◆ **Work to be completed**:
When a line in the data below includes "that", pick it out and copy it.

◆ **Record extracts**:
PR #793, opened 2024-10-21
Fix assignment of sensitive git-annex metadata data via glob patterns (regression introduced by #739)

bpinsard:
I introduced a regression in #739, and it was not flagged by the tests.

This PR fixes the glob pattern to properly flag the files as sensitive. 
This is critical as if any data management pipeline rely on heudiconv setting this metadata, then sensitive data might not be handled appropriately/exposed.
I added that feature to the regression test, as this already require datalad to download data.
@yarikoptic let me know if you prefer this test to be it in a separate function.

### DIFF
--- a/heudiconv/external/dlad.py
+++ b/heudiconv/external/dlad.py
@@ -156,12 +156,12 @@ def add_to_datalad(
 
     # Provide metadata for sensitive information
     sensitive_patterns = [
-        "sourcedata",
+        "sourcedata/**",
         "*_scans.tsv",  # top level
         "*/*_scans.tsv",  # within subj
         "*/*/*_scans.tsv",  # within sess/subj
-        "*/anat",  # within subj
-        "*/*/anat",  # within ses/subj
+        "*/anat/*",  # within subj
+        "*/*/anat/*",  # within ses/subj
     ]
     for sp in sensitive_patterns:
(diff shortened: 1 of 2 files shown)


yarikoptic:
> I introduced a regression in #739, and it was not flagged by the tests.

for my own sake -- what was there the regression, since I can't catch what was done differently besides making a loop over a list?

it is ok to complement that test indeed.

bpinsard:
The changes in #739 meant to apply the metadata only on the newly converted files. This was done by passing the list of converted files to `external.dlad.mark_sensitive` and checking against the glob patterns provided, but the glob pattern gives anat folders, not the files in there. While git-annex is able to set metadata recursively when filtering with the files, none of the folder pattern were kept. So it ended up not adding metadata to these files. Globbing on the files in `anat` folder solves that.

yarikoptic:
gy - #793 to fix #739 ;-) Thanks!

bpinsard:
symmetrical PR ;) Thanks!
I might be the main user of the datalad sensitive marking.

yarikoptic:
nope -- just today I had to reset it for defaced images we pushed for https://github.com/spatialtopology/ds005256/ which we are yet to finalize into publishable state on openneuro ;)

PR #799, opened 2024-10-30
Add Python 3.12 into github testing CI

yarikoptic:


yarikoptic:
3.13 -- is something scary

```
  import traits.ctraits
E   ImportError: /opt/hostedtoolcache/Python/3.13.0/x64/lib/python3.13/site-packages/traits/ctraits.cpython-313-x86_64-linux-gnu.so: undefined symbol: Py_TRASHCAN_SAFE_BEGIN
```

let's tame the horses a little.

◆ **Response**:
I added that feature to the regression test, as this already require datalad to download data.
it is ok to complement that test indeed.
The changes in #739 meant to apply the metadata only on the newly converted files. This was done by passing the list of converted files to `external.dlad.mark_sensitive` and checking against the glob patterns provided, but the glob pattern gives anat folders, not the files in there. While git-annex is able to set metadata recursively when filtering with the files, none of the folder pattern were kept. So it ended up not adding metadata to these files. Globbing on the files in `anat` folder solves that.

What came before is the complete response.